> **What is needed**: Reproduce the records word for word, from the first line to the line containing "(diff shortened: 1 of 1 files shown)".

Stored data
=== Begin Enclosure ===

PR #4659, opened 2026-02-02
fix(bearer-auth): make auth-scheme case-insensitive

bytaesu:

- [x] Add tests
- [x] Run tests

---

> [!NOTE]
> It uses a case-insensitive token as a means to identify the authentication scheme, followed by additional information necessary for achieving authentication via that scheme.
> https://datatracker.ietf.org/doc/html/rfc7235#section-2.1 

This PR updates the `bearer-auth` middleware to handle auth scheme comparison case-insensitively

### DIFF
--- a/src/middleware/bearer-auth/index.test.ts
+++ b/src/middleware/bearer-auth/index.test.ts
@@ -450,6 +450,18 @@ describe('Bearer Auth by Middleware', () => {
     expect(res.headers.get('x-custom')).toBe('foo')
   })
 
+  it.each([['bearer'], ['BEARER'], ['BeArEr']])(
+    'Should authorize - prefix is case-insensitive: %s',
+    async (prefix) => {
+      const req = new Request('http://localhost/auth/a')
+      req.headers.set('Authorization', `${prefix} ${token}`)
+      const res = await app.request(req)
+      expect(res).not.toBeNull()
+      expect(res.status).toBe(200)
+      expect(handlerExecuted).toBeTruthy()
+    }
+  )
+
   it('Should not authorize - no authorization header', async () => {
     const req = new Request('http://localhost/auth/a')
     const res = await app.request(req)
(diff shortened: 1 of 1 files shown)


src/middleware/bearer-auth/index.ts
```diff
@@ -112,8 +112,8 @@ export const bearerAuth = (options: BearerAuthOptions): MiddlewareHandler => {
   }
 
   const realm = options.realm?.replace(/"/g, '\\"')
-  const prefixRegexStr = options.prefix === '' ? '' : `${options.prefix} +`
-  const regexp = new RegExp(`^${prefixRegexStr}(${TOKEN_STRINGS}) *$`)
```
yusukebe, line 116: Simply, only adding `i` to the regexp is not okay?

```ts
const regexp = new RegExp(`^${prefixRegexStr}(${TOKEN_STRINGS}) *$`, 'i')
```

This means you can apply the patch to the main:

```diff
diff --git a/src/middleware/bearer-auth/index.ts b/src/middleware/bearer-auth/index.ts
index 3ecd2e3b..122ccc55 100644
--- a/src/middleware/bearer-auth/index.ts
+++ b/src/middleware/bearer-auth/index.ts
@@ -113,7 +113,7 @@ export const bearerAuth = (options: BearerAuthOptions): MiddlewareHandler => {

   const realm = options.realm?.replace(/"/g, '\\"')
   const prefixRegexStr = options.prefix === '' ? '' : `${options.prefix} +`
-  const regexp = new RegExp(`^${prefixRegexStr}(${TOKEN_STRINGS}) *$`)
+  const regexp = new RegExp(`^${prefixRegexStr}(${TOKEN_STRINGS}) *$`, 'i')
   const wwwAuthenticatePrefix = options.prefix === '' ? '' : `${options.prefix} `

   const throwHTTPException = async (
```

bytaesu: Hi @yusukebe,

Using the `i` flag would make TOKEN_STRINGS matching case-insensitive as well.

While validation is ultimately done via `equal = await options.verifyToken(match[1], c)` using the captured original value, this change was intended to make only the prefix case-insensitive while keeping the token itself case-sensitive.

Which approach do you prefer? 🧐

yusukebe: Hey! Thank you for the explanation!

Hmmm. This is a bit difficult problem. Honestly, both are okay, and I can fully understand what you intend. But the code in this PR is verbose. So how about using `i` flag, though, it is making `TOKEN_STRINGS` case-insensitive?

=== End Enclosure ===

> **Output below**:
PR #4659, opened 2026-02-02
fix(bearer-auth): make auth-scheme case-insensitive

bytaesu:

- [x] Add tests
- [x] Run tests

---

> [!NOTE]
> It uses a case-insensitive token as a means to identify the authentication scheme, followed by additional information necessary for achieving authentication via that scheme.
> https://datatracker.ietf.org/doc/html/rfc7235#section-2.1 

This PR updates the `bearer-auth` middleware to handle auth scheme comparison case-insensitively

### DIFF
--- a/src/middleware/bearer-auth/index.test.ts
+++ b/src/middleware/bearer-auth/index.test.ts
@@ -450,6 +450,18 @@ describe('Bearer Auth by Middleware', () => {
     expect(res.headers.get('x-custom')).toBe('foo')
   })
 
+  it.each([['bearer'], ['BEARER'], ['BeArEr']])(
+    'Should authorize - prefix is case-insensitive: %s',
+    async (prefix) => {
+      const req = new Request('http://localhost/auth/a')
+      req.headers.set('Authorization', `${prefix} ${token}`)
+      const res = await app.request(req)
+      expect(res).not.toBeNull()
+      expect(res.status).toBe(200)
+      expect(handlerExecuted).toBeTruthy()
+    }
+  )
+
   it('Should not authorize - no authorization header', async () => {
     const req = new Request('http://localhost/auth/a')
     const res = await app.request(req)
(diff shortened: 1 of 1 files shown)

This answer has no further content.